À l’origine de cette stagnation se trouve la confluence de faibles exportations, d’une consommation privée atone et d’investissements chancelants.

La décarbonisation, la numérisation et les changements démographiques exercent une pression à la baisse sur la production potentielle, ce qui amène les analystes à se demander si le malaise de l’Allemagne est une faiblesse temporaire ou un ajustement structurel.

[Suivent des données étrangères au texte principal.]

PR #495, opened 2020-05-07
Add CACHE setting to config file (for embedded users)

sbc100:
See https://github.com/emscripten-core/emscripten/pull/11091

PR #498, opened 2020-05-08
Fix for parsing existing config in --embedded mode after #495

### LINKED ISSUE #497: construct_env with activate --embedded won't list paths to node and upstream/emscripten
While creating docker image with emscripten, I got following error:
```sh
/bin/bash: em++: command not found
```
This appears to be because emsdk_set_env.sh (emitted with `./emsdk construct_env`) does not add path to node and upstream/emscripten.
```sh
# emsdk_set_env.sh
export PATH="/emsdk_portable:/usr/local/sbin:/usr/local/bin:/usr/sbin:/usr/bin:/sbin:/bin"
export EMSDK="/emsdk_portable"
```
and content of .emscripten file is:
```txt
import os
emsdk_path = os.path.dirname(os.environ.get('EM_CONFIG')).replace('\\', '/')
CACHE = emsdk_path + '/.emscripten_cache'
NODE_JS = emsdk_path + '/node/12.9.1_64bit/bin/node'
LLVM_ROOT = emsdk_path + '/upstream/bin'
BINARYEN_ROOT = emsdk_path + '/upstream'
EMSCRIPTEN_ROOT = emsdk_path + '/upstream/emscripten'
```
While changes in [emsdk.py:1486](https://github.com/emscripten-core/emsdk/blob/master/emsdk.py#L1486), `emsdk_path + '` is still expected to be `' + emsdk_path + '` in [emsdk.py:1742](https://github.com/emscripten-core/emsdk/blob/master/emsdk.py#L1742)

sbc100:
Ooops, I guess even the most innocent-seeming change can have
unintended consequences. Switching to embedded by default will at
least make this path more tested in the future.

Fixed #497

### DIFF
--- a/emsdk.py
+++ b/emsdk.py
@@ -1736,8 +1736,9 @@ class Tool(object):
         debug_print(str(self) + ' is not active, because key="' + key + '" does not exist in .emscripten')
         return False
 
-      # If running in embedded mode, all paths are stored dynamically relative to the emsdk root, so normalize those first.
-      dot_emscripten_key = dot_emscripten[key].replace("' + emsdk_path + '", emsdk_path())
+      # If running in embedded mode, all paths are stored dynamically relative
+      # to the emsdk root, so normalize those first.
+      dot_emscripten_key = dot_emscripten[key].replace("emsdk_path + '", "'" + emsdk_path())
       if dot_emscripten_key != value:
         debug_print(str(self) + ' is not active, because key="' + key + '" has value "' + dot_emscripten_key + '" but should have value "' + value + '"')
         return False


emsdk.py
```diff
@@ -1736,8 +1736,9 @@ def is_active(self):
         debug_print(str(self) + ' is not active, because key="' + key + '" does not exist in .emscripten')
         return False
 
-      # If running in embedded mode, all paths are stored dynamically relative to the emsdk root, so normalize those first.
-      dot_emscripten_key = dot_emscripten[key].replace("' + emsdk_path + '", emsdk_path())
+      # If running in embedded mode, all paths are stored dynamically relative
+      # to the emsdk root, so normalize those first.
+      dot_emscripten_key = dot_emscripten[key].replace("emsdk_path + '", "'" + emsdk_path())
```
kripken, line 1741: this still looks weird to me even with the explanation from before... it's shifting a `'` from the right to the left. That seems really surprising.

Can't this just replace `' emsdk_path '` (note the space before and after) with the path?

sbc100: No, we also want to replace the ` +=` part.

Old:

```
FOO = emsdk_path + "/some/path"
```

New:

```
FOO = "/the/actual/path/some/path"
```


I can probably come up with a cleaner way to do this overall, but for now this fixes the immediate breakage and I don't think its any nicer before of after this change, right?

kripken: I see better now, thanks!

Le professeur Timo Wollmershäuser, de l’Institut ifo, a récemment déclaré: « Pour l’instant, il n’est pas encore clair si la phase actuelle de stagnation est une faiblesse passagère ou une évolution permanente et donc douloureuse de l’économie. »

2. Élections et incertitude budgétaire

Les élections fédérales anticipées en Allemagne, prévues pour février 2025, entraînent une incertitude économique et politique accrue.

Les investisseurs surveillent de près si un nouveau gouvernement saura tirer parti de l’importante capacité budgétaire de l’Allemagne pour stimuler la croissance.

Malgré la capacité budgétaire substantielle de l’Allemagne, avec l’un des ratios dette/PIB les plus bas parmi les principales économies avancées, le « frein à l’endettement » constitutionnel limite les emprunts publics.

Pourtant, des scepticismes subsistent quant à l’existence de la volonté politique nécessaire pour exploiter ce potentiel.

Même si la clause dérogatoire pourrait permettre une relance immédiate, une suppression permanente du frein à l’endettement – ​​essentiel pour débloquer des investissements durables à long terme – est largement considérée comme peu probable.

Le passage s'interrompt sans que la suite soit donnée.